§ **Aim of the task**
Take the lines below from the first through the one that contains "- https://github.com/k3s-io/k3s/issues/14491" and copy them exactly.

Data under study: Begin

PR #14472, opened 2026-07-27
fix: change sles to use slemicro rpms instead of microos

vitorsavian:
#### Proposed Changes ####

- Fix install for sles 16 selinux, sles is using `microos` instead of `slemicro` selinux rpm

#### Types of Changes ####

- Bugfix

#### Verification ####

- install k3s in a sles instance with selinux enabled

#### Linked Issues ####

- https://github.com/k3s-io/k3s/issues/14491

#### User-Facing Change ####

```release-note

```

#### Further Comments ####

- The new rpms that will make the support better for sles are in testing, but we should already change to use the slemicro selinux rpm as the default - cc @fmoral2


fmoral2 (dismissed):

install.sh
```diff
@@ -605,8 +605,7 @@ setup_selinux() {
         rpm_target=sle
         rpm_site_infix=microos
         package_installer=zypper
-        if [ "${ID_LIKE:-}" = suse ] && ( [ "${VARIANT_ID:-}" = sle-micro ] || [ "${ID:-}" = sle-micro ] ); then
-            rpm_target=sle
+        if [ "${VARIANT_ID:-}" = sle-micro ] || [ "${ID:-}" = sle-micro ] || [ "${ID:-}" = sl-micro ] || [ "${ID:-}" = sles ]; then
```
mgfritch: Does elemental still use `ID=sle-micro-rancher` ?

vitorsavian: Not sure, I didn't know that rancher had a OS with rancher installed lol. Is it still a thing that we should take care in the install script?

mgfritch: actually, no. I think that only appears when using harvester (SLE micro 5.x).

mgfritch:
```suggestion
        if [ "${ID:-}" = sl-micro ]; then
            rpm_site_infix=slemicro
        elif [ "${ID:-}" = sles ] && [ -n "${VERSION_ID}" ] && [ "${VERSION_ID%%.*}" -ge 16 ]; then
            # SLES 16+ has SELinux and uses the slemicro policy; SLES 15 is AppArmor-only
            rpm_site_infix=slemicro
        fi
```

(nit) maybe consider using separate conditionals (or change this to a bash `case` statement) ?

brandond:
Do we need to add a test for the install script that runs it on a variety of distro:version docker images and confirms does the right thing? I personally don't feel confident about what patterns our various supported distro releases use.

install.sh
mgfritch: I also think `ID=sle-micro` (SLE micro 5.x) should use `rpm_site_infix=microos`?

vitorsavian: but why? after the change in the building steps for k3s-selinux we are now building native in slemicro 5.5 and we always used `rpm_site_infix=slemicro` for slemicro downloads. About the change, I believe a case will be better.

vitorsavian:
| Media | `ID` | `VERSION_ID` |
  | :--- | :--- | :---: |
  | SUSE-MicroOS 5.0 (DVD GM) | `suse-microos` | `5.0` |
  | SUSE-MicroOS 5.1 (DVD GM) | `suse-microos` | `5.1` |
  | SUSE-MicroOS 5.2 (DVD GM) | `suse-microos` | `5.2` |
  | SLE Micro 5.3 (DVD GM) | `sle-micro` | `5.3` |
  | SLE Micro 5.4 (DVD GM) | `sle-micro` | `5.4` |
  | SLE Micro 5.5 (DVD GM3) | `sle-micro` | `5.5` |
  | SL Micro 6.0 (Packages GM) | `sl-micro` | `6.0` |
  | SL Micro 6.0 (SelfInstall GM2) | `sl-micro` | `6.0` |
  | SL Micro 6.1 (SelfInstall ReSpin 2025-10) | `sl-micro` | `6.1` |
  | SL Micro 6.2 (SelfInstall GM) | `sles` | `16.0` |
  | openSUSE MicroOS (Snapshot 20260724) | `opensuse-microos` | `20260724` |
  
  Apparently sle-micro 5.0, 5.1 and 5.2 use another ID, but I believe we do not support anymore. There is certain images that change a lot the ID, for example the slemicro image that we use to build the selinux rpms uses `sle-micro-rancher` (I'm using this image to write the tests and also the bci image for sles 16)
  
  This was only the images that I got to see the /etc/os-release, it has the possibility to change more based on the iso version.

tests/docker/selinux/selinux_test.go
```diff
@@ -0,0 +1,227 @@
...
+	out, err := tests.RunCommand("docker logs " + r.name)
+	if err != nil {
+		return out, fmt.Errorf("logs for %s: %v", r.name, err)
+	}
+	GinkgoWriter.Println(out)
+	logPath := filepath.Join(r.tc.TestDir, "logs", r.name+".log")
+	return out, os.WriteFile(logPath, []byte(out), 0644)
+}
+
+var _ = Describe("SELinux RPM Tests", Ordered, func() {
```
brandond: This is great!

For table-driven testing like this, use DescribeTableSubtree. Example:
https://github.com/k3s-io/k3s/blob/66a14f0e872c3fa6f7817ad4d81d3c15134dfb56/tests/e2e/splitserver/splitserver_test.go#L126
https://github.com/k3s-io/k3s/blob/66a14f0e872c3fa6f7817ad4d81d3c15134dfb56/tests/e2e/splitserver/splitserver_test.go#L300-L303

Each `Entry()` captures the name and parameters passed to the function - basically what you have in your `distros` list.

See the docs at: https://onsi.github.io/ginkgo/#generating-subtree-tables

brandond (changes requested):

tests/docker/selinux/selinux_test.go
brandond: Also, the convention is to encapsulate variables (such as the `distros` list) within the Describe node, rather than defining them at package level.

install.sh
mgfritch: ah yeah, the build step uses [slemicro 5.5](https://github.com/k3s-io/k3s-selinux/blob/20ad0cde0c94ba13d2d257cc27a932cb8d2bac12/Dockerfile.slemicro#L1), so maybe `rpm_site_infix=microos`  only applies to community versions (e.g. [tumbleweed](https://github.com/k3s-io/k3s-selinux/blob/20ad0cde0c94ba13d2d257cc27a932cb8d2bac12/Dockerfile.microos#L1))?

tests/docker/selinux/selinux_test.go
```diff
@@ -0,0 +1,227 @@
...
+		name:        "sles16",
+		image:       "registry.suse.com/bci/bci-base:16.0",
+		prepare:     "zypper --non-interactive --gpg-auto-import-keys install -y systemd; mkdir -p /usr/share/selinux",
+		repoFile:    "/etc/zypp/repos.d/rancher-k3s-common.repo",
+		wantBaseURL: "https://rpm.rancher.io/k3s/stable/common/slemicro/noarch",
+		queryCmd:    "zypper --non-interactive info k3s-selinux",
+	},
+	{
+		name:        "sle-micro",
+		image:       "registry.suse.com/suse/sle-micro/5.5:latest",
```
mgfritch: maybe also add sl-micro 6.0?

vitorsavian: I did not found the images at the time, but we have slemicro 6.2, 6.1 and 6.0 images in the registry 💯

tests/docker/selinux/selinux_test.go
```diff
@@ -0,0 +1,235 @@
...
+		"--mount", fmt.Sprintf("type=bind,src=%s,dst=/tmp/test.sh,ro", scriptPath),
+		tc.K3sImage, "/bin/sh", "/tmp/test.sh"}, " ")
+	out, err := tests.RunCommand(dRun)
+	if err != nil {
+		return tc, out, fmt.Errorf("failed to run %s: %v", name, err)
+	}
+
+	GinkgoWriter.Println(out)
+	logPath := filepath.Join(tc.TestDir, "logs", name+".log")
+	return tc, out, os.WriteFile(logPath, []byte(out), 0644)
```
brandond: Don't write the log to disk, use AddReportEntry to attach it to the Ginkgo test data. Example:
https://github.com/k3s-io/k3s/blob/66a14f0e872c3fa6f7817ad4d81d3c15134dfb56/tests/docker/basics/basics_test.go#L78-L82

tests/docker/selinux/selinux_test.go
```diff
@@ -0,0 +1,235 @@
...
+	})
+},
+	Entry("sles16", distro{
+		name:        "sles16",
+		image:       "registry.suse.com/bci/bci-base:16.0",
+		prepare:     "zypper --non-interactive --gpg-auto-import-keys install -y systemd; mkdir -p /usr/share/selinux",
+		repoFile:    "/etc/zypp/repos.d/rancher-k3s-common.repo",
+		wantBaseURL: "https://rpm.rancher.io/k3s/stable/common/slemicro/noarch",
+		queryCmd:    "zypper --non-interactive info k3s-selinux",
+	}),
```
brandond, line 143: Don't have the name both as the entry description AND in the struct. See https://pkg.go.dev/github.com/onsi/ginkgo/v2#Entry:

Either use a helper to get the description from the entry (a), or have the test get the text from ginkgo and use that as the name (b).

example a:
```golang
func distroName(d distro) string {
  return d.name
}

	Entry(distroName, distro{
		name:        "sles16",
		image:       "registry.suse.com/bci/bci-base:16.0",
		prepare:     "zypper --non-interactive --gpg-auto-import-keys install -y systemd; mkdir -p /usr/share/selinux",
		repoFile:    "/etc/zypp/repos.d/rancher-k3s-common.repo",
		wantBaseURL: "https://rpm.rancher.io/k3s/stable/common/slemicro/noarch",
		queryCmd:    "zypper --non-interactive info k3s-selinux",
	}),
```

example b:
```golang
	BeforeAll(func() {
		var err error
    texts := CurrentSpecReport().ContainerHierarchyTexts
    name := texts[len(texts)-1]
		tc, out, err = runScript(name, d.image, installScript(d))
  })

	Entry("seles16", distro{
		image:       "registry.suse.com/bci/bci-base:16.0",
		prepare:     "zypper --non-interactive --gpg-auto-import-keys install -y systemd; mkdir -p /usr/share/selinux",
		repoFile:    "/etc/zypp/repos.d/rancher-k3s-common.repo",
		wantBaseURL: "https://rpm.rancher.io/k3s/stable/common/slemicro/noarch",
		queryCmd:    "zypper --non-interactive info k3s-selinux",
	}),
```

brandond (changes requested):

tests/docker/selinux/selinux_test.go
```diff
@@ -0,0 +1,235 @@
...
+		cleanup(tc, failed)
+	})
+})
+
+func cleanup(tc *docker.TestConfig, failed bool) {
+	if tc == nil {
+		return
+	}
+	if failed {
+		AddReportEntry("test-dir", tc.TestDir)
```
brandond: As far as I know this just add this path to the report as a string, right? That's not super helpful for CI runs, where the the files are gone and just knowing where they had been doesn't tell us anything. Better to add the actual logs as individual report entries.

tests/docker/selinux/selinux_test.go
```diff
@@ -0,0 +1,235 @@
...
+		"--name", name,
+		"--mount", fmt.Sprintf("type=bind,src=%s,dst=/tmp/install.sh,ro", installShPath),
+		"--mount", fmt.Sprintf("type=bind,src=%s,dst=/tmp/test.sh,ro", scriptPath),
+		tc.K3sImage, "/bin/sh", "/tmp/test.sh"}, " ")
+	out, err := tests.RunCommand(dRun)
+	if err != nil {
+		return tc, out, fmt.Errorf("failed to run %s: %v", name, err)
+	}
+
+	GinkgoWriter.Println(out)
```
brandond: Don't directly print like this... Use `By()` if you want to log human-readable status for informational purposes, or add it to the report if you want to capture it for diagnostic purposes if things fail.

tests/docker/selinux/selinux_test.go
```diff
@@ -0,0 +1,235 @@
...
+// skipScript checks that INSTALL_K3S_SKIP_SELINUX_RPM prevents install.sh from configuring a repository or resolving the RPM.
+func skipScript() string {
+	return strings.Join([]string{
+		"exec 2>&1",
+		k3sBinary,
+		"zypper --non-interactive --gpg-auto-import-keys install -y systemd; mkdir -p /usr/share/selinux",
+		installEnv + " INSTALL_K3S_SKIP_SELINUX_RPM=true sh /tmp/install.sh server",
+		fmt.Sprintf(`echo "REPO: $(test -f %[1]s && echo %[1]s || echo missing)"`, skipRepoFile),
+	}, "\n")
+}
```
brandond: Why is this a function instead of a var? It takes no parameters and always builds the same output string from some consts.

```suggestion
var skipScript = strings.Join([]string{
		"exec 2>&1",
		k3sBinary,
		"zypper --non-interactive --gpg-auto-import-keys install -y systemd; mkdir -p /usr/share/selinux",
		installEnv + " INSTALL_K3S_SKIP_SELINUX_RPM=true sh /tmp/install.sh server",
		fmt.Sprintf(`echo "REPO: $(test -f %[1]s && echo %[1]s || echo missing)"`, skipRepoFile),
	}, "\n")
```

tests/docker/selinux/selinux_test.go
```diff
@@ -0,0 +1,235 @@
...
+		image:       "almalinux:10",
+		prepare:     "mkdir -p /usr/share/selinux",
+		repoFile:    "/etc/yum.repos.d/rancher-k3s-common.repo",
+		wantBaseURL: "https://rpm.rancher.io/k3s/stable/common/centos/9/noarch",
+		queryCmd:    "dnf -q info k3s-selinux",
+	}),
+)
+
+const skipImage = "registry.suse.com/bci/bci-base:16.0"
+const skipRepoFile = "/etc/zypp/repos.d/rancher-k3s-common.repo"
```
brandond: put all the consts together at the top, in a single `const( ... )` block

install.sh
```diff
@@ -605,11 +605,14 @@ setup_selinux() {
         rpm_target=sle
         rpm_site_infix=microos
         package_installer=zypper
-        if [ "${ID_LIKE:-}" = suse ] && ( [ "${VARIANT_ID:-}" = sle-micro ] || [ "${ID:-}" = sle-micro ] ); then
-            rpm_target=sle
+
+        # SleMicro 6.2 and SLEs 16 uses the same ID and same VERSION_ID
+        if [ "${ID:-}" = sles ] && [ -n "${VERSION_ID}" ] && [ "${VERSION_ID%%.*}" -ge 16 ]; then
+            rpm_site_infix=slemicro
+        elif [ "${VARIANT_ID:-}" = sle-micro ] || [ "${ID:-}" = sle-micro ] || [ "${ID:-}" = sl-micro ] || [ "${ID:-}" = sle-micro-rancher ]; then
```
dcermak: VARIANT_ID is `transactional` on SL Micro 6.2

brandond (dismissed):
lgtm once Dan's comment is addressed

caroline-suse-rancher (dismissed):

install.sh
vitorsavian: Slemicro 6.2 have the same `ID` and `VERSION_ID` as `SLES 16` that's because they are getting in the same conditional,  the `VARIANT_ID = sle-micro` we use to get the older versions of `sle-micro`. We will add the `VARIANT_ID` to be transactional to make sure in case future versions change the `ID` and `VERSION_ID` but we will maintain the `VARIANT_ID = sle-micro` as well.

fmoral2 (approved):

caroline-suse-rancher (approved):

brandond (approved):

Data under study: End

§ **Solution to this task**
PR #14472, opened 2026-07-27
fix: change sles to use slemicro rpms instead of microos

vitorsavian:
#### Proposed Changes ####

- Fix install for sles 16 selinux, sles is using `microos` instead of `slemicro` selinux rpm

#### Types of Changes ####

- Bugfix

#### Verification ####

- install k3s in a sles instance with selinux enabled

#### Linked Issues ####

- https://github.com/k3s-io/k3s/issues/14491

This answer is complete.